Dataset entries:
__________

PR #5674, opened 2024-11-14
feat(storage): multi bucket copy

tyllark:
*Issue #, if available:*

*Description of changes:*

- Corrected toJson() for Storage Option classes
- Updated copy api to accept an optional buckets parameter
- Added tests

### DIFF
--- a/packages/amplify_core/lib/src/types/storage/copy_options.dart
+++ b/packages/amplify_core/lib/src/types/storage/copy_options.dart
@@ -1,7 +1,7 @@
 // Copyright Amazon.com, Inc. or its affiliates. All Rights Reserved.
 // SPDX-License-Identifier: Apache-2.0
 
-import 'package:aws_common/aws_common.dart';
+import 'package:amplify_core/amplify_core.dart';
 
 /// {@template amplify_core.storage.copy_options}
 /// Configurable options for `Amplify.Storage.copy`.
@@ -12,10 +12,16 @@ class StorageCopyOptions
         AWSSerializable<Map<String, Object?>>,
         AWSDebuggable {
   /// {@macro amplify_core.storage.copy_options}
-  const StorageCopyOptions({this.pluginOptions});
+  const StorageCopyOptions({
+    this.pluginOptions,
+    this.buckets,
+  });
 
   /// plugin specific options for `Amplify.Storage.copy`.
   final StorageCopyPluginOptions? pluginOptions;
+
+  /// Optionally specify which bucket to target
+  final CopyBuckets? buckets;
 
   @override
   List<Object?> get props => [pluginOptions];
@@ -26,6 +32,7 @@ class StorageCopyOptions
   @override
   Map<String, Object?> toJson() => {
         'pluginOptions': pluginOptions?.toJson(),
+        'buckets': buckets?.toJson(),
       };
 }
 
--- a/packages/amplify_core/lib/src/types/storage/copy_options.dart
+++ b/packages/amplify_core/lib/src/types/storage/copy_options.dart
@@ -20,11 +20,11 @@ class StorageCopyOptions
   /// plugin specific options for `Amplify.Storage.copy`.
   final StorageCopyPluginOptions? pluginOptions;
 
-  /// Optionally specify which bucket to target
+  /// Optionally specify which buckets to target
   final CopyBuckets? buckets;
 
   @override
-  List<Object?> get props => [pluginOptions];
+  List<Object?> get props => [pluginOptions, buckets];
 
   @override
   String get runtimeTypeName => 'StorageCopyOptions';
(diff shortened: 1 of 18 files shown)


packages/amplify_core/lib/src/types/storage/copy_options.dart
```diff
@@ -12,11 +12,17 @@ class StorageCopyOptions
...
-  const StorageCopyOptions({this.pluginOptions});
+  const StorageCopyOptions({
+    this.pluginOptions,
+    this.buckets,
+  });
 
   /// plugin specific options for `Amplify.Storage.copy`.
   final StorageCopyPluginOptions? pluginOptions;
 
+  /// Optionally specify which bucket to target
```
Equartey, line 23:
```suggestion
  /// Optionally specify which buckets to target
```

packages/amplify_core/lib/src/types/storage/copy_options.dart
```diff
@@ -12,11 +12,17 @@ class StorageCopyOptions
...
+  final CopyBuckets? buckets;
+
   @override
   List<Object?> get props => [pluginOptions];
```
Equartey, line 27:
```suggestion
  List<Object?> get props => [pluginOptions, buckets];
```

packages/storage/amplify_storage_s3_dart/lib/src/storage_s3_service/service/storage_s3_service_impl.dart
```diff
@@ -412,15 +412,19 @@ class StorageS3Service {
...
 
     final copyRequest = s3.CopyObjectRequest.build((builder) {
       builder
-        ..bucket = _storageOutputs.bucketName
-        ..copySource = '${_storageOutputs.bucketName}/$sourcePath'
+        ..bucket = s3ClientInfoDestination.bucketName
+        ..copySource = '${s3ClientInfoSource.bucketName}/$sourcePath'
         ..key = destinationPath
         ..metadataDirective = s3.MetadataDirective.copy;
     });
```
Equartey, line 430: Q: I think the code below this needs to be updated based on the destination bucket. For example the `_defaultS3Client` and `_storageOutputs.bucketName`. Can you double check this?

packages/amplify_core/lib/src/types/storage/copy_options.dart
tyllark: Good catch, I accidentally deleted this when updating the implementation to use CopyBuckets instead of 2 StorageBucket.

packages/amplify_core/lib/src/types/storage/copy_options.dart
```diff
@@ -12,11 +12,17 @@ class StorageCopyOptions
...
+  const StorageCopyOptions({
+    this.pluginOptions,
+    this.buckets,
+  });
 
   /// plugin specific options for `Amplify.Storage.copy`.
   final StorageCopyPluginOptions? pluginOptions;
 
+  /// Optionally specify which bucket to target
+  final CopyBuckets? buckets;
```
NikaHsn, line 24: Q: Does JS also use `CopyBuckets buckets` for copy API optinal param?

packages/storage/amplify_storage_s3_dart/lib/src/storage_s3_service/service/storage_s3_service_impl.dart
NikaHsn: +1

packages/amplify_core/lib/src/types/storage/copy_options.dart
tyllark: No they have a different [copy signature](https://docs.amplify.aws/nextjs/build-a-backend/storage/copy-files/#specify-a-bucket-or-copy-across-buckets--regions) that is more extensible:

- source
  - path
  - bucket
- destination
   - path
   - bucket

I prefer their signature over ours, but it would be a breaking change to wrap our source/destination parameters in an object, so I think we stick with the CopyBuckets approach.

Equartey (approved):

packages/amplify_core/lib/src/types/storage/storage_bucket.dart
```diff
@@ -16,4 +16,9 @@ class StorageBucket {
 
   @internal
   BucketInfo resolveBucketInfo(StorageOutputs? storageOutputs) => _info;
+
+  @override
+  Map<String, Object?> toJson() => {
+        '_info': _info.toJson(),
+      };
```
NikaHsn, line 23: how about to use `bucket?.resolveBucketInfo.toJson()` for the storage options instead of adding toJson() to `StorageBucket` and to `StorageBucketFromOutputs`?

__________

◆ WHAT THIS TASK INVOLVES
Starting with the first line of the entries and ending with the line that has "Configurable options for", copy each line exactly and add nothing.

◆ ANSWER FOR THE TASK
PR #5674, opened 2024-11-14
feat(storage): multi bucket copy

tyllark:
*Issue #, if available:*

*Description of changes:*

- Corrected toJson() for Storage Option classes
- Updated copy api to accept an optional buckets parameter
- Added tests

### DIFF
--- a/packages/amplify_core/lib/src/types/storage/copy_options.dart
+++ b/packages/amplify_core/lib/src/types/storage/copy_options.dart
@@ -1,7 +1,7 @@
 // Copyright Amazon.com, Inc. or its affiliates. All Rights Reserved.
 // SPDX-License-Identifier: Apache-2.0
 
-import 'package:aws_common/aws_common.dart';
+import 'package:amplify_core/amplify_core.dart';
 
 /// {@template amplify_core.storage.copy_options}
 /// Configurable options for `Amplify.Storage.copy`.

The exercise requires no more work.